§ **Problem**
Copy whichever lines of the data hold the word "tests".

[[ Records for the exercise, beginning ]]

PR #339, opened 2019-11-25
ci tests formatted and added few

surendra1472:


George3d6:
What's the advantage being added here by using the `BasicTest` object rather than just keeping the test as a simple function ?

surendra1472:
@George3d6 I used python unittest package. The main advantage is that all tests will run parallelly so our ci pipeline will be faster. Apart from that, we can get test reports and ofc readability, easily we can trace which test case is failing(debug that test case only to fix) and add more test cases easily.

surendra1472:
And I added more test cases.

[[ Records for the exercise, end ]]

§ **Solution for this problem**
ci tests formatted and added few
@George3d6 I used python unittest package. The main advantage is that all tests will run parallelly so our ci pipeline will be faster. Apart from that, we can get test reports and ofc readability, easily we can trace which test case is failing(debug that test case only to fix) and add more test cases easily.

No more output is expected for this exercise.